What's New in Call Center Testing and CRM

Perspective

What's New in Call Center Testing and CRM

By Rich Tehrani, CEO, Group Editor-in-Chief, TMC  |  November 12, 2013

One of the challenges call center managers have is testing their systems when deploying new solutions or modifying existing ones. As the most crucial link to many customer interactions, the contact center can play a pivotal role in keeping customers happy, continuing to recommend a company and keeping them coming back for more.

To learn more, I sat down with Lynn Evans, who is an independent systems engineer deploying call center solutions. In the past she has worked for banks such as Franklin Templeton Investments and Wells Fargo. She brought me up to speed on a testing company she is working with called Cyara Solutions. According to Evans, “The solution costs less than other tools – you can buy it for less than the cost of renting from the competition.” She went on to explain that using Cyara’s solutions allowed her QA team to focus more on intelligent evaluation rather than grunt work.

Other salient comments she made were that with this system she can test 100 percent of changes not just a fraction of them. This resulted in a deployment time of one-day instead of up to eight weeks using other systems, she said.

The company’s CMO Dan Nordale (News - Alert) told me the company is relaunching the brand and thinks it is poised for significant growth in the future. The company seems to have a nice niche in banking as the company says nine of the top 20 banks are using it so far.

In addition to better contact center solutions, companies in recent years have moved to offer better customer service and better internal results by more broadly embraced contact management solutions, now more commonly known as CRM systems.

When this magazine started covering the contact management space in 1982 there were precious few choices of technology to use – typically, most companies used index cards to manage their contacts. Shortly thereafter Salemaker became a wildly popular program, which ran on PCs when floppy disks were the way to install software. Then Telemagic came onto the scene and took the world by storm.

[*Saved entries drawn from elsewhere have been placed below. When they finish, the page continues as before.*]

PR #2261, opened 2025-07-25
Fix skipped testForcemerge test by enabling delete expunge

ruflin:
The test was skipped because it expected deleted documents to be expunged after forcemerge, but expunge_deletes_allowed was set to 0. Changed the setting to 10 to allow deletion expunge and removed the markTestSkipped call.

🤖 Generated with Claude Code


ruflin:
@claude The tests fail, investigate why.

ruflin:
Closing as fix does not work.

PR #2266, opened 2025-07-27
Fix Elasticsearch cluster discovery configuration to ensure green health status

ruflin:
Update docker-compose.es.yml to include both es01 and es02 nodes in cluster.initial_master_nodes and discovery.seed_hosts settings. This ensures proper cluster formation where both nodes can discover each other, preventing yellow health status that occurs when replicas cannot be properly assigned due to incomplete cluster membership.

Fixes ClusterTest::testGetHealth which expects green status but was failing with yellow.


ruflin:
Merging to see if it will make tests more stable.

PR #2274, opened 2025-08-11
Add component and legacy Template, update IndexTemplate

nyroDev:
Followin https://github.com/ruflin/Elastica/pull/2258#issuecomment-3124558900
this PR targets directly 9.x branch and depends on nothing else.

When using IndexTemplate, ity now uses the ` _index_template` API.
The `Template` class use the old API, like `IndexTemplate was working before this PR.

The new `Template` is marked deprecated because [ElasticSearch did so in 7.8 version](https://www.elastic.co/docs/api/doc/elasticsearch/operation/operation-indices-put-template)

This PR also add a `ComponentTemplate`.


ruflin (approved):
LGTM

Thanks @nyroDev for getting this over the line. Lets have a follow up discussion now on what we do in 8.x.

In the mid to late eighties, SCO UNIX became ever so popular and Brock Control became the most widely used contact management app of its day running on this platform – quickly taking share from software that ran on minicomputers from companies like IBM (News - Alert).

All three of these companies fizzled out just before Siebel Systems came onto the scene in the nineties by popularizing the term CRM and effectively making contact management seem like it was a legacy solution. Oh, and it’s SuperBowl ad didn't hurt either. Oracle (News - Alert) bought the company some years later and rolled up much of the CRM space, and then Salesforce.com came out with a cloud-based architecture that differentiated the company from the rest of the field.

This is a dramatic simplification of the market, but the point you should take away is that contact management/CRM is a dynamic market with new players eclipsing old ones almost constantly.

That’s all I could think about when I spoke with Pipeliner (News - Alert) CEO Niklaus Kimla.

The company’s system is designed by salespeople for salespeople. It is written in Adobe Air – it is cloud-based but also works when the data connection has slowdowns and other issues. It is graphical, and it was built to work with social. It is also target-based so salespeople can see where they are relative to where they need to be. They can also graphically see the buying team in a target company – the reports and the dotted lines between buying teams.

Kimla thinks his solution is a game changer and that “CRM sucks for sales.” Salespeople are entrepreneurs, but they are generally not treated as such, he said. He believes that his company’s software can help salespeople improve and more importantly allow them to collaborate to close sales more successfully as a team. In other words, it is successful at pairing strong closers with lead gatherers.

He showed me the company’s latest update feature called Timeframe, which is designed to track pipeline velocity. In addition it is designed to better integrate marketing and sales. The new release also allows mass updates, and has tighter integration with Microsoft Office and numerous cloud and marketing platforms such as Google (News - Alert) Drive, Hubspot, Constant Contact and more.

Kimla was certainly enthusiastic about his company’s prospects in the space and spoke at length off-the-record of the company’s many successes competing with other established CRM players. It will be fascinating to watch how the company does over time and if it becomes the household name in the CRM space in the future.